== DIRECTIONS ==
Count every line below that holds "actually". Number only.

»»

Issue #183, opened 2017-01-05
Cython extension not building on Windows


DanHickstein:
In the process of getting PyAbel on conda-forge, I noticed that the Cython extensions were failing on AppVeyor. It looks like some of our attempts to supress the warnings from the C-compiler may be causing problems: https://ci.appveyor.com/project/DanHickstein/pyabel/build/1.0.493

```
C:\Miniconda3\envs\abel-env\Scripts\gcc.bat -mdll -O -Wall -IC:\Miniconda3\envs\abel-env\lib\site-packages\numpy\core\include -IC:\Miniconda3\envs\abel-env\include -IC:\Miniconda3\envs\abel-env\include -c abel\lib\direct.c -o build\temp.win32-3.4\Release\abel\lib\direct.o -Wunused-function -Wunneeded-internal-declaration -Wno-#warnings
gcc.exe: error: unrecognized command line option '-Wunneeded-internal-declaration'
**************************************************
WARNING: Cython extensions failed to build (used in abel.direct).
Typical reasons for this problem are:
  - a C compiler is not installed or not found
  - issues using mingw compiler on Windows 64bit (experimental support for now)
This only means that the abel.direct C implementation will not be available.
```

Perhaps we should simple remove these flags and accept that fact that the C-compiler will spam us with lots of warnings during install?

rth:
@DanHickstein Do you think it's related to https://github.com/PyAbel/PyAbel/issues/125 ? if so I can look into it this tomorrow. 

I'm +1 on removing those custom warning related flags in [`setup.py`](https://github.com/PyAbel/PyAbel/blob/master/setup.py#L55) (as they are compiler specific): if we want to remove them from the install stdout, a better way IMO would be fix the corresponding code in Cuython rather than hiding the warning.

DanHickstein:
Yeah, it's likely that we broke things by trying to make the install process less verbose. If you have time to fix the Cython, then this would be great! Otherwise, we should probably remove all of the warning suppressions from the compiler arguments, since we are seeing that they cause problems for different compilers.

DanHickstein:
In the process of submitting PR https://github.com/PyAbel/PyAbel/pull/184, I noticed that PyAbel fails the AppVeyor build, with an error relating to the Cython code: https://ci.appveyor.com/project/DanHickstein/pyabel/build/1.0.495

[...]

Issue #125, opened 2016-03-02
Appveyor 64-bit build not working


DanHickstein:
This seems like something related to the Cython direct Abel implementation. I turned off the 64-bit Appveyor build because I was tired of seeing the red X next to all of the PRs. 

If @rth has time, he should look into this.

rth:
Sorry everybody, just saw this now. 
@DhrubajyotiDas  Does your PR above fixes the problem (by disabling the 64 bit version which is problematic)?

rth:
Should be fixed in PR #188 .

PR #185, opened 2017-01-06
FIX Cython extension not building on Windows

rth:
This PR fixes issue #183 (and possibly #125, if that was still an issue) with the compilation on Windows. All windows builds are tested again, which takes some time with appveyor but is probably safer.

The solution was to remove the `libpython` (mingw compiler) from the list of installed packages so that the already present Visual Studio compiler gets used. 

Also removing all flags to hide warnings (as those might actually be useful),  reverting to the default flags.

### DIFF
--- a/setup.py
+++ b/setup.py
@@ -51,15 +51,10 @@ else:
 
 
 if sys.platform != 'win32':
-    compile_args = dict( extra_compile_args=['-O2', '-march=native',
-                                             '-Wno-unused-function',
-                                             '-Wno-unneeded-internal-declaration',
-                                             '-Wno-#warnings'],
+    compile_args = dict( extra_compile_args=['-O2', '-march=native'],
                              extra_link_args=['-O2', '-march=native'])
 else:
-    compile_args = dict( extra_compile_args=['-Wunused-function',
-                                              '-Wunneeded-internal-declaration',
-                                              '-Wno-#warnings'])
+    compile_args = dict( extra_compile_args=[])
 
 # Optional compilation of Cython modules adapted from
 # https://github.com/bsmurphy/PyKrige which was itself adapted from a StackOverflow post
--- a/setup.py
+++ b/setup.py
@@ -53,8 +53,10 @@ else:
 if sys.platform != 'win32':
     compile_args = dict( extra_compile_args=['-O2', '-march=native'],
                              extra_link_args=['-O2', '-march=native'])
+    libraries = ["m"]
 else:
     compile_args = dict( extra_compile_args=[])
+    libraries = []
 
 # Optional compilation of Cython modules adapted from
 # https://github.com/bsmurphy/PyKrige which was itself adapted from a StackOverflow post
@@ -74,16 +76,23 @@ class TryBuildExt(build_ext):
                   "  - issues using mingw compiler on Windows 64bit (experimental support for now)\n"
                   "This only means that the abel.direct C implementation will not be available.\n")
             print("**************************************************")
-            # continue the install
-            pass
+            if os.environ.get('CI'):
+                # running on Travis CI or Appveyor CI
+                if sys.platform == 'win32' and sys.version_info < (3, 0):
+                    pass # Cython extensions are not built on Appveyor (Win) for PY2.7
+                         # see PR #185
+                else:
+                    raise
+            else:
+                # regular install, Cython extensions won't be compiled
+                pass
         except:
             raise
-
 
 ext_modules=[
     Extension("abel.lib.direct",
              [os.path.join("abel","lib","direct.pyx")],
-             libraries=["m"],
+             libraries=libraries,
              **compile_args),
     ]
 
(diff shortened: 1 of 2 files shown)


DanHickstein:
Thanks for doing this @rth!

While the AppVeyor checks now pass, the Cython extensions are not actually building on AppVeyor.

rth:
@DanHickstein My mistake, thanks for spotting this! I'll fix it, it has something to do with `libm` being in `msvcr` when using MSVC compiler...

rth:
The situation on this PR is the following. Cython extensions build fine on Appveyor for PY3 but not for PY2. The issue is the libm (that is used for `sqrt` and `arcosh` function calls) is that should be included in the runtime enviroment of Microsoft visual studio compiler. This does work as expected with MSVC 2015 (PY3.5) but for some reason non on MSVC 2008. 

I agree with @stggh  on this one, it would be disproportionate to spend more time debugging this, given the little value this actually brings compared to other features in PyAbel (at least for me). 

I added some code to make sure that failed cython exceptions do raise an error in Travis / Appveyor, then explicitly ignored this error for PY2 on Windows. For users, it's still can silently fail and will just print a warning. 

If this is a problem for conda-forge we could reopen this, or just say that PyAbel includes this direct C implementation only on Linux and PY3 Win. Another argument for not getting rid of cython altogether is that once we have this workflow, it's relatively easy to add some existing C implementations or potentially optimize existing algorithms with Cython without additional effort.

setup.py
```diff
@@ -51,15 +51,12 @@
...
-                                             '-Wno-#warnings'],
+    compile_args = dict( extra_compile_args=['-O2', '-march=native'],
                              extra_link_args=['-O2', '-march=native'])
+    libraries = ["m"]
 else:
-    compile_args = dict( extra_compile_args=['-Wunused-function',
-                                              '-Wunneeded-internal-declaration',
-                                              '-Wno-#warnings'])
+    compile_args = dict( extra_compile_args=[])
+    libraries = []
```
DanHickstein: What happens if you provide the "m" library on win32?

DanHickstein:
I agree that we shouldn't spend too much time on this, since it will appeal to only a small subset of users. Still, see my comment above: are we just not giving the win32 install access to the m library?

setup.py
rth: There is no such library with the MSVC compiler (adding it throws an error), the corresponding code is in the `msvcrt` (adding it doesn't help either), the [runtime library](https://msdn.microsoft.com/en-us/library/2kzt1wy3.aspx) which should be linked with the `\MD` flag (on by default). This indeed works with MSVC 2015 (PY3.5) but not MSVC 2008 (PY2.7) for some reason. Not sure I want to learn more details about the MSVC compiler regarding this )

DanHickstein: According to SO, MSVC 2008 doesn't include the ``acosh`` function: http://stackoverflow.com/questions/15539116/atanh-arc-hyperbolic-tangent-function-missing-in-ms-visual-c

Should we just define the function ourselves using `sqrt`?

rth: I had this suspicion (makes sens now, thanks for checking it), and had tried to reimplement the `acosh` function. The problem was that,
  - it worked fine on linux https://travis-ci.org/rth/PyAbel/jobs/189767399
  - but the results were not correct on Windows for some reason https://ci.appveyor.com/project/rth/pyabel/build/1.0.71/job/5hgtn6iic43qukax 

besides I imagine the built-in `acosh` might be better optimized and faster which would be important here.

DanHickstein: Oh, that is weird. It means that ``acosh`` is not equal to ``ln( 1-sqrt(x**2 -1) )`` on MSVC. That's pretty strange. 

I agree, we should just merge this. directC doesn't work with the MSVC2008, which is fine, since hopefully not many people should be in this situation going forward.

rth: It is strange, but well it's not critical and Python 3 is working, so it's just another incentive to migrate to PY3 on Windows )  Feel free to merge this PR then...

DanHickstein:
Cython extensions are now building on MSVC 2015 (Win+Py3 on Appveyor), but now on MSVC 2008 (Win+Py2 on Appveyor).

Partial victory declared!! :)

rth:
> Cython extensions are now building on MSVC 2015 (Win+Py3 on Appveyor), but now on MSVC 2008 (Win+Py2 on Appveyor).
> 
> Partial victory declared!! :)

A strategic retreat would be more accurate :)

stggh:
Great work @rth and @DanHickstein, BUT, what happened between:

> Oh, that is weird. It means that acosh is not equal to ln( 1-sqrt(x**2 -1) ) on MSVC.

and

> Cython extensions are now building on MSVC 2015 (Win+Py3 on Appveyor), but now on MSVC 2008 (Win+Py2 on Appveyor).

Oh, you mean "**not**"

Given that Python3 is developing fast, and Conda provides a simple OS-independent Python3 installation, perhaps Python2 support for `PyAbel` will be next ;-)

DanHickstein:
Yeah, I meant "not". :)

««

== TASK RESPONSE ==
3